Many applications,
such as multimedia processing, digital signal, image and vision
processing, and scientific computing, generate computation tasks
that are structured and repetitive exhibiting varying degree of
instruction-level parallelism (ILP). The examples of embedded
structured computations in these applications include matrix-vector
product, convolution, various digital signal processing (DSP)
filters. These tasks operate on large blocks of data involving
the same computation. There are multiple such tasks active simultaneously.
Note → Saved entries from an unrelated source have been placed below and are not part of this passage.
PR #552, opened 2026-06-02
Fixes #550: Allow explicit null for optional object/multiobject fields in API

### LINKED ISSUE #550: Custom Objects API rejects null for optional object/multiobject fields
### Plugin Version

0.4.10

### NetBox Version

4.4.10

### Python Version

3.12.3

### Steps to Reproduce

1. Create a Custom Object Type (e.g. test_object_type).
2. Add a field to it: name="region", type="object", required=False, related to dcim.region.
3. Create an instance of that type via the REST API, passing the optional object field explicitly as null:

   ```
   import pynetbox
   api = pynetbox.Api(url=URL, token=TOKEN)
   api.plugins.custom_objects.test_object_type.create({"region": None})
   (equivalently POST /api/plugins/custom-objects/test-object-type/ with body {"region": null})
   ```

### Expected Behavior

The instance is created with region unset, since the field is optional. This matches the UI, which accepts a null/empty object field, and matches POST with the key omitted, which succeeds (201, region: null).

### Observed Behavior

The request is rejected:

```
400 Bad Request: {'region': ['This field may not be null.']}
```

<br>Sending an explicit null for any optional object (or multiobject) field fails. The same error also blocks clearing an already-set value via PATCH {"region": null}. Omitting the key entirely is the only API path that works, and that cannot clear an existing value.

bctiemann:
## Summary

- `ObjectFieldType.get_serializer_field()` and `MultiObjectFieldType.get_serializer_field()` now pass `allow_null=not field.required` to their DRF serializer constructors
- Without this, passing `null` for an optional object or multiobject field returned HTTP 400 even though the field is marked `required=False`
- Regression tests added in `NullOptionalObjectFieldTest` covering POST and PATCH with null for both field types

## Test plan

- [ ] `python manage.py test netbox_custom_objects.tests.test_api.NullOptionalObjectFieldTest`
- [ ] Verify POST with `{"name": "x", "device": null}` returns 201 for a COT with an optional device field
- [ ] Verify PATCH with `{"device": null}` returns 200 and clears the field

### DIFF
--- a/netbox_custom_objects/api/serializers.py
+++ b/netbox_custom_objects/api/serializers.py
@@ -566,7 +566,7 @@ def get_serializer_class(model, skip_object_fields=False):
         if many_to_many:
             for field_name, value in many_to_many.items():
                 field = getattr(instance, field_name)
-                field.set(value)
+                field.set(value if value is not None else [])
 
         for field_name, value in poly_gfk.items():
             setattr(instance, field_name, value)
@@ -609,7 +609,7 @@ def get_serializer_class(model, skip_object_fields=False):
 
         for attr, value in m2m_fields:
             field = getattr(instance, attr)
-            field.set(value, clear=True)
+            field.set(value if value is not None else [], clear=True)
 
         for field_name, value in poly_m2m.items():
             mgr = getattr(instance, field_name)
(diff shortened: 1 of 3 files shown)


bctiemann:

arthanson (approved):

PR #554, opened 2026-06-03
Fixes #529: Render selection field colors and labels correctly

### LINKED ISSUE #529: Display Selection Fields correct
### Plugin Version

v0.5.1

### NetBox Version

v4.6.1

### Python Version

3.14.3

### Steps to Reproduce

1. Create Custom Choice Field Set with the new netbox version:

Image

2. Create new Field for a custom object type as Selection field and reference to created custom choice field set

3. Create instance of custom object type and select one choice of the previous created custom choice field set

### Expected Behavior

The custom choice field set values should be displayed with colour and the label:

Image

### Observed Behavior

In the Object instance table the colour is missing:

Image

In the detailed object view is the value displayed and not the Label. Colour is also missing:

Image

bctiemann:
## Summary

- Selection (`select`) and multi-selection (`multiselect`) fields backed by a `CustomFieldChoiceSet` with colors now render colored Bootstrap badges in both the list table and the object detail view.
- The detail view was broken because the template directly `{% include %}`d `builtins/customfield_value.html` without computing `color`, so the badge branch was never reached. It now uses `{% customfield_value field value %}` which resolves label and color correctly.
- The table columns previously returned a plain label string. They now emit `<span class="badge text-bg-{color}">` markup when a color is configured; fields without colors fall back to the previous plain text / comma-joined behaviour.

## Changes

- `models.py` — Added `get_choice_label()` and `get_choice_color()` to `CustomObjectTypeField`, delegating to `choice_set`, to match the `CustomField` API expected by the `customfield_value` inclusion tag.
- `field_types.py` — `SelectFieldType` and `MultiSelectFieldType` table columns capture `field.choice_set` and render colored badges when a color is present.
- `custom_object_utils.py` — `get_field_value` template filter simplified to return the raw stored value; label/color resolution is now handled downstream by `customfield_value`.
- `customobject.html` — Replaced `{% with %}{% include %}` pattern with `{% customfield_value field value %}`.
- `test_field_types.py` — Updated existing column/filter tests; added tests for badge rendering and the new `get_choice_label`/`get_choice_color` methods.

## Screenshots

**List view** — colored badges in the `VALUE` (select) and `VALUES` (multiselect) columns:

Screenshot 2026-06-03 at 3 01 37 PM

**Detail view** — colored badges on the object detail panel:

Screenshot 2026-06-03 at 3 01 46 PM

## Test plan

- [ ] Create a `CustomFieldChoiceSet` with `choice_colors` configured
- [ ] Create a Custom Object Type with both a `select` and a `multiselect` field using that choice set
- [ ] Create instances with different values; verify colored badges appear in the list table
- [ ] Open an instance detail view; verify colored badges appear for both field types
- [ ] Verify fields with no colors configured still render as plain text / comma-joined labels
- [ ] `python manage.py test netbox_custom_objects.tests.test_field_types` passes

### DIFF
--- a/netbox_custom_objects/field_types.py
+++ b/netbox_custom_objects/field_types.py
@@ -480,12 +480,19 @@ class SelectFieldType(FieldType):
 
     def get_table_column_field(self, field, **kwargs):
         choices_dict = dict(field.choices)
+        choice_set = field.choice_set
 
         class _SelectLabelColumn(tables.Column):
             def render(self, value):
                 if value is None:
                     return self.default
-                return choices_dict.get(value, value)
+                label = choices_dict.get(value, value)
+                color = choice_set.get_choice_color(value) if choice_set else None
+                if color:
+                    return mark_safe(
+                        f'<span class="badge text-bg-{escape(color)}">{escape(label)}</span>'
+                    )
+                return label
 
         return _SelectLabelColumn()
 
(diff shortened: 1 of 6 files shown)


bctiemann:
@claude /review

arthanson (approved):
For a future might be nice to have it show the color in the list view as well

Moreover, over time, the set of computed tasks varies. These needs
dictate that the following architecture level parameters be dynamically
variable: number and types of function units (FUs), amount of
on-chip register and cache memory, an ability to trade the on-chip
memory resources with the number of FUs dynamically, and the interconnectivity
between these units. We propose to use reconfigurable logic blocks
to make the architecture adaptive to the applications' computing
and memory bandwidth needs.
Our goal in
this research is to study and evaluate the effects of integrating
reconfiguration schemes into the on-chip function units (FUs)
and cache memories on a processor chip. Specifically, the following
architecture components would be reconfigurable.
Dynamically
programmable FUs and effective management of data
and configuration flow.
FUs reconfigurable
as queues embedded in the register address space.
Dynamically
variable mapping of memory address space onto cache memory space
to reduce the application's I/O bandwidth requirement.
Caches reconfigurable
as multi-function FUs.
Reconfigurable
multiple-buses (RMB) to provide effective connectivity among the
FUs and cache memories.
Our objective
is to use these novel ideas, reconfigurable FUs, cache memory,
RMB, to achieve balanced computing. A computation is balanced
if the computing bandwidth matches the memory bandwidth. We propose
to use reconfigurable function units and caches to offer fast
dynamic reconfiguration of the computing and memory bandwidth.
The RMB will be used to dynamically meet the variable bus traffic
demands. We also propose to modify the compiler and operating
system to support an application to utilize the new features.
We will develop and evaluate the ABC (Adaptive Balanced Computing)
architecture and a high-level design for the entire system.